Fit limits once, then monitor new data against them:

```python
sw.imr(df_baseline, value="torque").baseline.save("line3_baseline.json")

# later, e.g. in a scheduled job:
r = sw.imr(df_new, value="torque", limits="line3_baseline.json")
sys.exit(0 if r.ok else 1)
```

Capability analysis, with the confidence intervals that the usual
hand-rolled Cpk calculation cannot give you:

```python
r = sw.capability(df, value="dia", lsl=9.95, usl=10.05)
r.stats["cpk"], r.stats["cpk_lci"], r.stats["cpk_uci"]
```

Several analyses in one self-contained HTML file, e.g. as a weekly job:

```python
sw.report([
    sw.imr(df, value="torque", limits="line3_baseline.json"),
    sw.p_chart(df2, defectives="rejects", size="inspected"),
    sw.capability(df, value="torque", lsl=9.5, usl=11.0),
], "weekly_report.html", title="Line 3 weekly")
```

Every analysis returns the same `Result` object: named statistics, a tidy
per-point table, a tuple of structured rule violations, and provenance
metadata (library version, input hash, timestamp).

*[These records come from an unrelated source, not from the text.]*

PR #7184, opened 2025-09-16
Add deep links for 3p

andrewsavage1:
Fixed: 441559782

PR #7289, opened 2025-09-23
evergreen: Fix autoplay video with startup url

borongc:
Add `--autoplay-policy=no-user-gesture-required` to allow to autoplay the video with startup url, same as https://github.com/youtube/cobalt/pull/4415.

Issue: 378134542
Issue: 446945583
Issue: 446985442

### DIFF
--- a/cobalt/app/cobalt_switch_defaults_starboard.cc
+++ b/cobalt/app/cobalt_switch_defaults_starboard.cc
@@ -111,6 +111,9 @@ const base::CommandLine::SwitchMap GetCobaltParamSwitchDefaults() {
         // Enable precise memory info so we can make accurate client-side
         // measurements.
         {switches::kEnableBlinkFeatures, "PreciseMemoryInfo"},
+        // Enable autoplay video/audio, as Cobalt may launch directly into media
+        // playback before user interaction.
+        {switches::kAutoplayPolicy, "no-user-gesture-required"},
   });
   return cobalt_param_switch_defaults;
 }


cobalt/app/cobalt_switch_defaults_starboard.cc
```diff
@@ -111,6 +111,8 @@ const base::CommandLine::SwitchMap GetCobaltParamSwitchDefaults() {
         // Enable precise memory info so we can make accurate client-side
         // measurements.
         {switches::kEnableBlinkFeatures, "PreciseMemoryInfo"},
+        // Enable autoplay video/audio.
```
yell0wd0g: micro-nit: I'd add also the "why" here, e.g.
`// Enable autoplay video/audio, otherwise loaded videos don't play 
automatically upon load.` Or some such.

yell0wd0g (approved):
RS LGTM w/ a micro-nit.

andrewsavage1:
I have this in https://github.com/youtube/cobalt/pull/7184/files#diff-8a68d4926d1bbaf7393dcc6b52a7c4d3e1d798a6737f25e0a4f70ec151fcc69e already—would you be fine just waiting for that?

cobalt/app/cobalt_switch_defaults_starboard.cc
andrewsavage1: If we're going to add a comment, I think it should be more telling of why we need it and say `We may launch directly into media playback before user interaction`

borongc: Done.

borongc:
> I have this in https://github.com/youtube/cobalt/pull/7184/files#diff-8a68d4926d1bbaf7393dcc6b52a7c4d3e1d798a6737f25e0a4f70ec151fcc69e already—would you be fine just waiting for that?

Could we land this PR first as this is required for passing some failing YTS tests on raspi?

Autoplay is not only for deeplink, but also all other YTS media tests.

PR #7291, opened 2025-09-24
Experimental/m138 lw exclude chrome

yunsik-jung:
This PR enables the use of exclude_chrome_build=true for lightweight Linux builds.
With this change, it is possible to build essential Chromium components without including the full Chrome browser dependencies.

It also ensures that chromedriver remains available for testing and automation, even in lightweight builds.

This is applied to Linux only as exclude_chrome_build currently supports Linux, and Android lightweight builds don't require GN-level exclusion.

### DIFF
--- a/build/config/chrome_exclude.gni
+++ b/build/config/chrome_exclude.gni
@@ -3,6 +3,7 @@
 # found in the LICENSE file.
 
 import("//build/config/cast.gni")
+import("//build/config/lightweight.gni")
 
 declare_args() {
   # Controls whether to exclude //chrome directory from the build graph.
@@ -18,7 +19,8 @@ declare_args() {
   # - Linux: Optional
   #
   # TODO: Consider adding is_cast_android support.
-  exclude_chrome_build = is_fuchsia || is_castos
+  exclude_chrome_build =
+      is_fuchsia || is_castos || (enable_lightweight && !is_android)
 }
 
 if (exclude_chrome_build && !(is_fuchsia || is_castos || is_linux)) {


.github/config/chromium_linux-lightweight.json
```diff
@@ -5,6 +5,7 @@
   ],
   "gn_args": [
     {
+      "exclude_chrome_build": true,
```
kaidokert: Did you want to put this here, rather than in `build/config/lightweight.gni` ? 

If you want this to apply only to Linux build, perhaps this would work in the args block there:

```
declare_args() {
   ...
  
  # Disable Chrome build
  exclude_chrome_build = enable_lightweight && !is_android 
}
```

This would be preferable so that we can keep all of the "lightweight" logic contained in GN with a single flag.  I'm not sure though - i have not tried, if it can't work like that this seems fine, too.

yunsik-jung: I was thinking about the same thing, but still not sure which would be better. 

In current draft patch, exclude_chrome_build is defined in `build/config/chrome_exclude.gni` not `build/config/lightweight.gni` .

Similarly, It would be nice to have some guidance on how to handle if we need to disable existing Chromium upstream arguments which are not defined for lightweight .

For example, for the upstream argument `enable_feature_A`,
Candidate 1: Add enable_lightweight condition to existing upstream code.
```
import ("build/config/lightweight.gni")
enable_feature_A = {existing upstream conditions} && !enable_lightweight
```

Candidate 2: Keep upstream code unchanged and just apply to `-lightweight.json`.


If considering `exclude_chrome_build` only, I can also define `exclude_chrome_build` in `build/config/lightweight.gni` not `build/config/chrome_exclude.gni` and set `exclude_chrome_build = enable_lightweight && !is_android ` as you suggested.

In this case, `exclude_chrome_build` is used for the lightweight feature and should not consider `is_fuchisa` and `is_castos` condition.
(F.Y.I, current draft version was implemented as:  `exclude_chrome_build = is_fuchsia || is_castos` 
and replaced `is_fuchsia` and `is_castos` related condition with `exclude_chrome_build` in `//BUILD.gn`.)

I think this option is also OK with me. 
Could you let me know which method you prefer?

Youngsoo: I think Kaido’s suggestion is similar to what we have in candidate 1, and I also prefer the approach in candidate 1 which is simpler.
If there are no objections, I suggest we proceed with candidate 1 for now.

kaidokert: Are we going ahead with Candidate 1 then ? I'm fine with that

yunsik-jung: Will go with candidate 1.

yunsik-jung: Done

If you are wiring this into an AI agent, read
[Statistics is not a language task](https://bertanucar.github.io/shewhart/agents/)
first.

## Roadmap

| Version | Scope |
|---------|-------|
| 0.2     | measurement systems analysis: ANOVA gauge R&R (crossed and nested), Type 1 studies, attribute agreement |
| 0.3     | process screening across many characteristics, drift monitoring with control chart semantics |

Out of scope: DOE (see pyDOE3), reliability engineering (see reliability),
general statistics (see statsmodels), GUIs.

## License

MIT. Written and maintained by [Bertan Ucar](https://github.com/bertanucar),
PhD researcher at Tsinghua University.